Donald Co operates an airline business. The company’s year end is 31 July 2011.

You are the audit senior and you have started planning the audit. Your manager has asked you to have a meeting with the client and to identify any relevant audit risks so that the audit plan can be completed. From your meeting you ascertain the following:

In order to expand their flight network, Donald Co will need to acquire more airplanes; they have placed orders for another six planes at an estimated total cost of $20m and the company is not sure whether these planes will be received by the year end.

In addition the company has spent an estimated $15m on refurbishing their existing planes. In order to fund the expansion Donald Co has applied for a loan of $25m. It has yet to hear from the bank as to whether it will lend them the money.

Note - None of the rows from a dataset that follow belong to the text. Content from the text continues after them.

Issue #3711, opened 2022-01-26
(2.10.0 - 2.11.4) Tags in number interpreted as integer instead of string possible cause value error in Compute resource launch template


chenwany:
**Bug description**

When creating cluster with tags set in the cluster configuration, if the tag’s key or value are in number,  they are interpreted as integer instead of string, possibly causing unexpected value conversion when tagging compute resources.
For example, cluster section with value tags = {"key" : "00000122"} is interpreted as “Key: key, Value: 82” for compute resources launched from launch template, because "00000122" is considered an octal and its string representation is converted to decimal.

This issue affects versions >=2.10.0, <=2.11.4 when creating cluster with number as tags.

**Causes of the problem**
ParallelCluster create compute fleet launch templates and pass the tags specified in the cluster configuration through cfn yaml template. The problem is that when yaml passing number without quote, it interprets it as integer instead of string. 
```
- Key: {{ tag.Key }}  
  Value: {{ tag.Value }}
```
Quotes is needed if the passing value are numbers in case we want to interpret them as string.
```
- Key: "{{ tag.Key }}"  
  Value: "{{ tag.Value }}"
```

**Workaround**
You can find the mitigation of the problem [here](https://github.com/aws/aws-parallelcluster/wiki/(2.10.0---2.11.4)-Tags-in-number-interpreted-as-integer-instead-of-string-possible-cause-value-error-in-Compute-resource-launch-template).

enrico-usai:
[2.11.5](https://github.com/aws/aws-parallelcluster/releases/tag/v2.11.5) version is available on PyPI.

PR #3732, opened 2022-02-01
Fix Tags in number interpret as integer

chenwany:
This PR is created to fix this issue: https://github.com/aws/aws-parallelcluster/issues/3711
When creating cluster with tags set in the cluster configuration, if the tag’s key or value are in number, they are interpreted as integer instead of string, possibly causing unexpected value conversion when tagging compute resources.
For example, cluster section with value tags = {"key" : "00000122"} is interpreted as “Key: key, Value: 82” for compute resources launched from launch template, because "00000122" is considered an octal and its string representation is converted to decimal.

### DIFF
--- a/cloudformation/compute-fleet-hit-substack.cfn.yaml
+++ b/cloudformation/compute-fleet-hit-substack.cfn.yaml
@@ -201,8 +201,8 @@ Resources:
               - Key: aws-parallelcluster-node-type
                 Value: Compute
     {%- for tag in tags %}
-              - Key: {{ tag.Key }}
-                Value: {{ tag.Value }}
+              - Key: '{{ tag.Key }}'
+                Value: '{{ tag.Value }}'
     {%- endfor %}
           - ResourceType: volume
             Tags:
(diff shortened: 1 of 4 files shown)


enrico-usai:
Can you please populate the PR description? Thanks!

cloudformation/compute-fleet-hit-substack.cfn.yaml
```diff
@@ -201,8 +201,8 @@ Resources:
               - Key: aws-parallelcluster-node-type
                 Value: Compute
     {%- for tag in tags %}
-              - Key: {{ tag.Key }}
-                Value: {{ tag.Value }}
+              - Key: "{{ tag.Key }}"
+                Value: "{{ tag.Value }}"
```
demartinofra: do we have any validation on the chars allowed as part of a tag Key or Value? what happens if the tag key contains a double quote?

chenwany: We don't have validation on tags key and value.
Cloudformation has regrex to check the keyy and value, 
If the tag key or value contain quote, cluster creation will fail with: 
```
  - AWS::IAM::Role RootRole 2 validation errors detected: Value ''00000122'' at 'tags.4.member.value' failed to satisfy constraint: Member must satisfy regular expression pattern: [\p{L}\p{Z}\p{N}_.:/=+\-@]*; Value '"InternalOrderNumber"' at 'tags.4.member.key' failed to satisfy constraint: Member must satisfy regular expression pattern: [\p{L}\p{Z}\p{N}_.:/=+\-@]+ (Service: AmazonIdentityManagement; Status Code: 400; Error Code: ValidationError; Request ID: f3dde7b7-ded8-47b4-a5c0-f8480d6e7c0d; Proxy: null)
```

demartinofra (dismissed):

hanwen-pcluste (approved):

PR #3736, opened 2022-02-01
Do not grant system users sudo privileges in case GrantSudoPrivileges is set to false

chenwany:
Add a validator so that we fail in case `GrantSudoPrivileges: false` and SystemUsers in plugin definition have SudoerConfiguration

### DIFF
--- a/cli/src/pcluster/config/cluster_config.py
+++ b/cli/src/pcluster/config/cluster_config.py
@@ -118,6 +118,7 @@ from pcluster.validators.s3_validators import (
     UrlValidator,
 )
 from pcluster.validators.scheduler_plugin_validators import (
+    GrantSudoPrivilegesValidator,
     SchedulerPluginOsArchitectureValidator,
     SchedulerPluginRegionValidator,
     SudoPrivilegesValidator,
@@ -1877,6 +1878,12 @@ class SchedulerPluginSettings(Resource):
             requires_sudo_privileges=self.scheduler_definition.requirements.requires_sudo_privileges
             if self.scheduler_definition.requirements
             else None,
+        )
+
+        self._register_validator(
+            GrantSudoPrivilegesValidator,
+            grant_sudo_privileges=self.grant_sudo_privileges,
+            system_users=get_attr(self.scheduler_definition, "system_users"),
         )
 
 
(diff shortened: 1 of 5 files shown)


cli/src/pcluster/config/cluster_config.py
```diff
@@ -1878,6 +1879,18 @@ def _register_validators(self):
             if self.scheduler_definition.requirements
             else None,
         )
+        system_users = get_attr(self.scheduler_definition, "system_users")
+        if system_users:
+            sudoer_configuration = [
+                get_attr(user, "sudoer_configuration")
+                for user in system_users
+                if get_attr(user, "sudoer_configuration")
+            ]
```
demartinofra: Shall we move this entire logic in the validator and rather than passing sudoer_configuration to it we pass system_uses?

cli/src/pcluster/validators/scheduler_plugin_validators.py
```diff
@@ -29,6 +29,18 @@ def _validate(self, grant_sudo_privileges: bool, requires_sudo_privileges: bool)
...
 
 
+class GrantSudoPrivilegesValidator(Validator):
+    """Verify SystemUsers does not have SudoerConfiguration set when GrantSudoPrivileges is true."""
+
+    def _validate(self, grant_sudo_privileges: bool, sudoer_configuration):
+        if not grant_sudo_privileges and sudoer_configuration:
+            self._add_failure(
+                "SudoerConfiguration of SystemUsers can not be set because GrantSudoPrivileges is not set or set to "
+                "false.",
```
demartinofra: reword to: `The used scheduler plugin requires the creation of SystemUsers with sudo access. To grant such rights please set GrantSudoPrivileges to true.`

cli/src/pcluster/config/cluster_config.py
chenwany: Passing the logic into the validator will make it more complicate with unit test. In this case we need to create Systemusers config object in unit test

chenwany: Changed

cli/src/pcluster/validators/scheduler_plugin_validators.py
chenwany: Changed

demartinofra (approved):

The company receives bookings from travel agents as well as directly via their website. The travel agents are given a 90-day credit period to pay Donald Co, however, due to difficult trading conditions a number of the receivables are struggling to pay.

The website was launched in 2010 and has consistently encountered difficulties with customer complaints that tickets have been booked and paid for online but Donald Co has no record of them and hence has sold the seat to another customer.

Donald Co used to sell tickets via a large call centre located near to their head office. However, in May they closed it down and made the large workforce redundant.

Required:

Using the information provided, describe FIVE audit risks and explain the auditor’s response to each risk in planning the audit of Donald Co. (10 marks)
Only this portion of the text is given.